Friday, 13 January 2012

Tea Leaf & Magic Bean

For All the Tea in China is a novelisation of the adventures of the Victorian botanist/plant hunter, and my ancestor, Robert Fortune. Covering his second, illegal trip into the Chinese hinterland this time he's is trying to steal the secrets of the coveted Green & Black Teas of China which are still highly prized and, at the time, a cornerstone of the Chinese economy. Fortune's search of seeds, saplings and Tea expertise was at the behest and expense of the East India Company, the very model of a ravenous, brutal corporate monster. The book pads out his dramatic and tense encounters with locals, pirates and warlords with plenty of social and historical background. Fortune comes across as a determined, passionate man who had no shortage of gumption but as much as he seems to admire the Chinese themselves he doesn't appear to understand or acknowledge much awareness (or maybe sympathy) for China's people and their cultural/political situation. There is one moment however, during his trip into the Wu Yi mountains, bowed over by the beauty of the landscape and the generosity of the monks that helped him, that he shows a more humane side. The writing is good, if a little unremarkable, and it's certainly a much easier read than Fortune's own memoirs of the time but it's the events & escapades of the main character that drive this book. I'm obviously a little bias but I really enjoyed it, a nice, interesting slice of history.

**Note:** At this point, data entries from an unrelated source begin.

PR #297, opened 2018-02-12
change to support pi zero

heneault:
Here are my changes to run to trezor code on the raspberry pi zero device. More information can be found at http://www.pitrezor.com


saleemrashid:
Hey!

This is awesome work but

 * If you want to use the emulator for an actual device, I strongly recommend you use https://github.com/trezor/trezor-core instead. That firmware was designed with the emulator in mind, whereas this was an afterthought for tests and development (and it probably has quite a few issues. I know for a fact that the string functions I implemented aren't spec-compliant and I need to fix that)

 * It would be preferable to keep all the Raspberry Pi changes out-of-tree. Instead, you could create your own emulator library `path/to/pizero/libemulator.a` and build with `LDFLAGS=-Lpath/to/pizero`.

heneault:
Thanks for the comment!

For the moment I prefer to stay with the trezor-mcu code instead of trezor-core to match the actual device. I think the trezor-mcu code is already mostly independent of the hardware platform and the "emulator" is already a step to leverage that. I see the "emulator" more as a "linux" or "standalone" layer.

The raspberry pi code is scopped in the emulator folder to a very small section of the the button.c, oled.c and setup.c files. All the other files like rng, timer, strl... remain the sames. As you suggested, one solution could be to copy the emulator folder to call it raspberrypi with my modifications in it but this will result in a lot of code duplication between the two folders. Note that in the pi implementation I don't make use of udp.c but provide my own usb.c code which is generic for Linux (via libusbgx), thus it could be used by trezor outside of raspberry pi project. The oled_driver.c is probably the real only specific file for my project.

Another approach would be to add a raspberry pi layer on top of the emulator code but that would be to tricky I think. Emulator layer code would still need some hook points where the pi code could be called.

In all case, the Makefile.include would still need to know about that raspberrypi layer. I already did a pass to scope the change in one section only.

For the string strlcat and strlcpy implementation, you are probably aware of this but you can refer to the bsd implementation http://web.mit.edu/freebsd/head/sys/libkern/ 

Let me know in which direction you want to go!

saleemrashid:
> In all case, the Makefile.include would still need to know about that raspberrypi layer.

No, you can use `-Lpath/to/pizero` to override the emulator library. You just need to provide the same API as the emulator library. You could include, for example, the existing `emulator/flash.c` in your Pi Zero library but provide your own `emulator/oled.c` and `emulator/usb.c`.

> For the string strlcat and strlcpy implementation

Fixed in #298 

> Let me know in which direction you want to go!

I still strongly believe that we should keep other emulator libraries out-of-tree. If anything, if you make it out-of-tree, it will help others who want to implement their own emulator library for it.

But it's up to @prusnak as to what he wants to do.

prusnak:
I agree with Saleem. The current changeset is just too big and I prefer to have these emulator changes isolated in a separate directory tree.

The Anatomist is another enjoyable tale of scientific discovery this time set in Renaissance Italy and about a man with a quite different passion. Mateo Colombo was a highly regarded physician of the era and after becoming smitten with a prestigious whore sets about finding a way to codify and manipulate female passions and during the process, stumbles onto a patient that reveals the existence of "Amor Veneris" aka the clitoris. There's less social/cultural scene setting than in For All... and the narrative is considerably more involved, reading almost like a novel but author Frederico Andahazi's light prose dances through the colourful story of Colombo's discovery, imprisonment & subsequent trial. There's a lots of laughs and a little tragedy along the way as well as the expected sex, death and politics and it's a fascinating & thoroughly entertaining read.